Virtues of Independence
The RTO itself, Patton notes, is one of the entities the monitor is charged with policing. “Nobody affects the market more than the RTO does, with the decisions that they make as they operate the market; the reliability actions they take; the parameters they set in the software. And a lot of those actions are nonpublic; they can’t be observed by participants. So I’ve always viewed one of the most important jobs we have is to monitor what the RTO is doing and ensure that the RTO is following its own Tariff and not exceeding the authority provided under the Tariff, and not engaged in actions that could conceivably be deemed manipulative. … I don’t know how you would do that effectively as an internal market monitor.”
Patton said that independence also allows him to take positions that may be unpopular with stakeholders.

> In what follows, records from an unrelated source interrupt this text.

PR #351, opened 2017-05-03
drop inheritence support from varlist

shamasis:
This was a private feature and not used at all. This was prior to the days of `VariableScope`. I am removing the feature completely and removed relevant tests.

- some tests were wrongly written to use inheritance for normal tests. fixed those
- bug fix: certificate constructor was not being called with proper arguments @SamvelRaja 
- proxy test spec file name was wrong.


czardoz:
@kunagpal Merge?

PR #352, opened 2017-05-05
Header inherits from Property instead of PropertyBase

kunagpal:


czardoz:
@kunagpal Can you update the changelog and add an unreleased section?

PR #355, opened 2017-05-05
Added Item#setRequest, Item#setResponses

kunagpal:


lib/collection/item.js
```diff
@@ -134,6 +134,24 @@ _.assign(Item.prototype, /** @lends Item.prototype */ {
...
+    setRequest: function (request) {
+        this.request = new Request(request);
+    },
+
+    /**
+     * Sets the list of responses for the current item to the provided responses array.
+     *.
+     * @param {Object[]} responses - The responses Array to be set within the current item.
+     */
+    setResponses: function (responses) {
```
shamasis: This will always reset the list.

lib/collection/item.js
```diff
@@ -134,6 +134,24 @@ _.assign(Item.prototype, /** @lends Item.prototype */ {
     _postman_requiresId: true,
 
     /**
+     * Sets the request for the current item to the provided request object.
+     *
+     * @param {Object} request - The request object to be set within the current item.
+     */
+    setRequest: function (request) {
+        this.request = new Request(request);
+    },
```
shamasis: What if an SDK request needs to be added?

“We can get out in front and propose things that the stakeholders might come around [to], like the sloped demand curve, or that FERC, frankly, might take up and compel the RTOs to address,” he said.
Patton said internal MMUs are subject to what he called the “the customer satisfaction conflict.”

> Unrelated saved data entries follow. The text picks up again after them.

PR #358, opened 2017-05-08
Add ability to search multiple layers for variable resolution

vjrngn:
1. Add private method to include additional layers to variable scope
2. Modify `VariableScope.get` to look locally and across parents.

### DIFF
--- a/lib/collection/variable-scope.js
+++ b/lib/collection/variable-scope.js
@@ -74,14 +74,6 @@ _.inherit((
         this.values = new VariableList(this, VariableList.isVariableList(values) ? values.toJSON() : values);
         // in above line, we clone the values if it is already a list. there is no point directly using the instance of
         // a variable list since one cannot be created with a parent reference to begin with.
-
-        _.assign(this, /** @lends VariableScope.prototype */ {
-            /**
-             * @private
-             * @type {Array}
-             */
-            layers: []
-        });
     }), Property);
 
 _.assign(VariableScope.prototype, /** @lends VariableScope.prototype */ {
@@ -140,18 +132,16 @@ _.assign(VariableScope.prototype, /** @lends VariableScope.prototype */ {
      * @returns {*} The value of the specified variable across scopes.
      */
     get: function (key) {
-        var variable = this.values.one(key);
+        var variable = this.values.one(key),
+            i,
+            ii;
 
-        // if a variable does not exist in local scope, we search all the layers and find the first occurence.
-        if (!variable) {
-            _.forEach(this.layers, function (layer) {
-                variable = layer.one(key);
-
-                // stop at the first occurence
-                if (variable && variable.key === key) {
-                    return false;
-                }
-            });
+        // if a variable does not exist in local scope, we search all the layers and return the first occurence.
+        if (!variable && this._layers) {
+            for (i = 0, ii = this._layers.length; i < ii; i++) {
+                variable = this._layers[i].one(key);
+                if (variable) { break; }
+            }
         }
 
         return variable ? variable.valueOf() : undefined;
@@ -234,26 +224,29 @@ _.assign(VariableScope.prototype, /** @lends VariableScope.prototype */ {
             delete obj.value;
         }
 
+        // ensure that the concept of layers is not exported as JSON. JSON cannot retain references and this will end up
+        // being a pointless object post JSONification.
+        if (obj._layers) {
+            delete obj._layers;
+        }
+
         return obj;
     },
 
     /**
      * Adds a variable list to the current instance in order to increase the surface area of variable resolution.
      * This enables consumers to search across scopes (eg. environment and globals).
+     * @private
      *
-     * @param {VariableList|Array} [definition]
+     * @param {VariableList} [list]
      */
-    _addLayer: function (definition) {
-        var values;
-
-        if (_.isArray(definition) || VariableList.isVariableList(definition)) {
-            definition = { values: definition };
+    addLayer: function (list) {
+        if (!VariableList.isVariableList(list)) {
+            return;
         }
 
-        values = definition && definition.values;
-        this.layers.push(
-            new VariableList(this, VariableList.isVariableList(values) ? values.toJSON() : values)
-        );
+        !this._layers && (this._layers = []);
+        this._layers.push(list);
     }
 });
 
--- a/lib/collection/variable-scope.js
+++ b/lib/collection/variable-scope.js
@@ -74,6 +74,14 @@ _.inherit((
         this.values = new VariableList(this, VariableList.isVariableList(values) ? values.toJSON() : values);
         // in above line, we clone the values if it is already a list. there is no point directly using the instance of
         // a variable list since one cannot be created with a parent reference to begin with.
+
+        _.assign(this, /** @lends VariableScope.prototype */ {
+            /**
+             * @private
+             * @type {Array}
+             */
+            layers: []
+        });
     }), Property);
 
 _.assign(VariableScope.prototype, /** @lends VariableScope.prototype */ {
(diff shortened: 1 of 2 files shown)


lib/collection/variable-scope.js
```diff
@@ -214,6 +235,25 @@ _.assign(VariableScope.prototype, /** @lends VariableScope.prototype */ {
...
+     * @param {VariableList|Array} [definition]
+     */
+    _addLayer: function (definition) {
+        var values;
+
+        if (_.isArray(definition) || VariableList.isVariableList(definition)) {
+            definition = { values: definition };
+        }
+
+        values = definition && definition.values;
```
kunagpal: The `var` statement on line 247 can be shifted here.

lib/collection/variable-scope.js
```diff
@@ -74,6 +74,14 @@ _.inherit((
         this.values = new VariableList(this, VariableList.isVariableList(values) ? values.toJSON() : values);
         // in above line, we clone the values if it is already a list. there is no point directly using the instance of
         // a variable list since one cannot be created with a parent reference to begin with.
+
+        _.assign(this, /** @lends VariableScope.prototype */ {
```
shamasis: single assignment. avoid lodash until more than a few are needed.

also - this is private and very low use-case as such an extra array does not need to be created for every variable scope. we can create it on first `.addLayer` call

test/unit/variable-scope.test.js
```diff
@@ -422,4 +422,79 @@ describe('VariableScope', function () {
...
+                key: 'var-2-layerTwo',
+                value: 'var-2-layerTwo-value'
+            }]);
+
+        it('adds a variable list to the current scope', function () {
+            var scope = new VariableScope(layerOne);
+            scope._addLayer(layerTwo);
+
+            expect(scope.layers.length).to.be(1);
+            expect(VariableList.isVariableList(scope.layers[0])).to.be.ok();
```
kunagpal: This test should be enhanced to actually check for values from the first layer.

lib/collection/variable-scope.js
```diff
@@ -126,13 +134,26 @@ _.assign(VariableScope.prototype, /** @lends VariableScope.prototype */ {
...
-     * @returns {*} The value of the specified variable in the current context.
+     * @param {String} key - The name of the variable to get.
+     * @returns {*} The value of the specified variable across scopes.
      */
     get: function (key) {
         var variable = this.values.one(key);
+
+        // if a variable does not exist in local scope, we search all the layers and find the first occurence.
+        if (!variable) {
+            _.forEach(this.layers, function (layer) {
```
czardoz: Better use a `for` loop here, this is a low-level function, so we don't need the additional overhead of multiple function calls.

Also, then you can simply return from the loop itself, making the code simpler.

lib/collection/variable-scope.js
```diff
@@ -126,13 +134,26 @@ _.assign(VariableScope.prototype, /** @lends VariableScope.prototype */ {
...
+                variable = layer.one(key);
+
+                // stop at the first occurence
+                if (variable && variable.key === key) {
```
shamasis: why `variable.key === key`?

1. `layer.one(key)` already returns based on key
2. if underlying list as case-insensitivity configured, this might break.

lib/collection/variable-scope.js
```diff
@@ -214,6 +235,25 @@ _.assign(VariableScope.prototype, /** @lends VariableScope.prototype */ {
...
         return obj;
+    },
+
+    /**
+     * Adds a variable list to the current instance in order to increase the surface area of variable resolution.
+     * This enables consumers to search across scopes (eg. environment and globals).
+     *
+     * @param {VariableList|Array} [definition]
+     */
+    _addLayer: function (definition) {
```
shamasis: What `_addLayer`?

lib/collection/variable-scope.js
```diff
@@ -74,6 +74,14 @@ _.inherit((
         this.values = new VariableList(this, VariableList.isVariableList(values) ? values.toJSON() : values);
         // in above line, we clone the values if it is already a list. there is no point directly using the instance of
         // a variable list since one cannot be created with a parent reference to begin with.
+
+        _.assign(this, /** @lends VariableScope.prototype */ {
+            /**
+             * @private
+             * @type {Array}
+             */
+            layers: []
```
czardoz: Should this be a `PropertyList` of type `VariableList`?

lib/collection/variable-scope.js
```diff
@@ -214,6 +235,25 @@ _.assign(VariableScope.prototype, /** @lends VariableScope.prototype */ {
         }
 
         return obj;
+    },
+
+    /**
```
shamasis: This is a `@private` function

lib/collection/variable-scope.js
```diff
@@ -214,6 +235,25 @@ _.assign(VariableScope.prototype, /** @lends VariableScope.prototype */ {
...
+     * Adds a variable list to the current instance in order to increase the surface area of variable resolution.
+     * This enables consumers to search across scopes (eg. environment and globals).
```
shamasis: "users", not "customers"

lib/collection/variable-scope.js
```diff
@@ -214,6 +235,25 @@ _.assign(VariableScope.prototype, /** @lends VariableScope.prototype */ {
...
+     *
+     * @param {VariableList|Array} [definition]
+     */
+    _addLayer: function (definition) {
+        var values;
+
+        if (_.isArray(definition) || VariableList.isVariableList(definition)) {
```
shamasis: always accept a variableList, no need to worry about non-sdk properties.

lib/collection/variable-scope.js
```diff
@@ -214,6 +235,25 @@ _.assign(VariableScope.prototype, /** @lends VariableScope.prototype */ {
...
+            definition = { values: definition };
+        }
+
+        values = definition && definition.values;
+        this.layers.push(
```
shamasis: this needs to be held by reference. so that if original scopes change, these change too.

lib/collection/variable-scope.js
vjrngn: Just an Array<VariableList>

test/unit/variable-scope.test.js
vjrngn: I don't think that's required as the two `lists` are being store separately. The one initialized in the constructor is `this.values` and the layers are added as a private property as `this._layers`

lib/collection/variable-scope.js
```diff
@@ -56,16 +57,22 @@ _.inherit((
...
-    VariableScope = function PostmanVariableScope (definition) {
+    VariableScope = function PostmanVariableScope (definition, layers) {
         // in case the definition is an array (legacy format) or existing as list, we convert to actual format
         if (_.isArray(definition) || VariableList.isVariableList(definition)) {
             definition = { values: definition };
         }
 
+        // we accept parent scopes to increase search area. Here we normalize the argument to be an array
+        // so we can easily loop though them and add them to the instance.
+        layers && !_.isArray(layers) && (layers = [layers]);
```
kunagpal: This could be compressed into:
```js
layers = _.castArray(layers);
```

lib/collection/variable-scope.js
```diff
@@ -74,6 +81,16 @@ _.inherit((
         this.values = new VariableList(this, VariableList.isVariableList(values) ? values.toJSON() : values);
         // in above line, we clone the values if it is already a list. there is no point directly using the instance of
         // a variable list since one cannot be created with a parent reference to begin with.
+
+        this._layers = [];
+
+        if (layers) {
+            for (i = 0, ii = layers.length; i < ii; i++) {
```
kunagpal: Could be written as:
```js
layers && for...
```

lib/collection/variable-scope.js
```diff
@@ -74,6 +81,16 @@ _.inherit((
...
+                if (VariableList.isVariableList(layers[i])) {
```
kunagpal: Could be rewritten as:
```js
VariableList.isVariableList(layers[i]) && this._layers.push(layers[i]);
```

lib/collection/variable-scope.js
vjrngn: I agree. Just thought this looked cleaner.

“Because RTOs are voluntary and FERC has not enforced a very high standard on entities that want to leave RTOs or switch RTOs, the RTOs have a pretty strong incentive to make their customers happy. Generally, that’s a really good thing. But a lot of what you do as a market monitor may make individual customers or groups of customers very unhappy,” Patton said.
Indeed, SPP saw Entergy spurn it for MISO in 2014, after acting as the company’s independent coordinator of transmission for more than seven years. MISO member American Transmission Systems Inc. moved to PJM in 2009, followed a year later by Duke Energy Ohio and Duke Energy Kentucky. Just last month, Dynegy called on Illinois legislators to approve a bill that would move Central and Southern Illinois to PJM from MISO. (See Dynegy Introduces Bill to Move All of Ill. Into PJM.)
“So I think it’s a benefit for the RTO and for us to be independent,” Patton continued. “If [the monitor] is a group of employees of the RTO, then it’s pretty easy for the customers to be upset with the RTO when something happens that they’re not happy with. So that conflict is nearly completely resolved by having the market monitor be independent.”
Patton has demonstrated his independence repeatedly in his criticism of MISO’s capacity market.
“The economic theory underlying a three-year forward procurement is not sound,” he said. “The notion that … new participants can offer efficiently in that auction and have that guide their decision to invest when you’re giving them a one-year contract on a 40-year asset is” unproven.
He has long proposed that MISO switch from a vertical to a sloped demand curve.
At MISO’s Annual Meeting last June, Patton engaged in a debate with board members Michael Curran, Judy Walsh and Paul Feldman over the issue. (See MISO Monitor Debates Capacity Rules with Board.)
At the end of the meeting Curran thanked Patton for his analysis, but couldn’t resist a little jab. “You’re going to have a sloped demand curve on your tombstone.”
“Cause somebody’s going to kill me?” Patton responded, laughing nervously.
“No,” Curran said. “This is the Midwest. These are nice people.”
– Tom Kleckner, William Opalka and Amanda Durish Cook contributed to this article.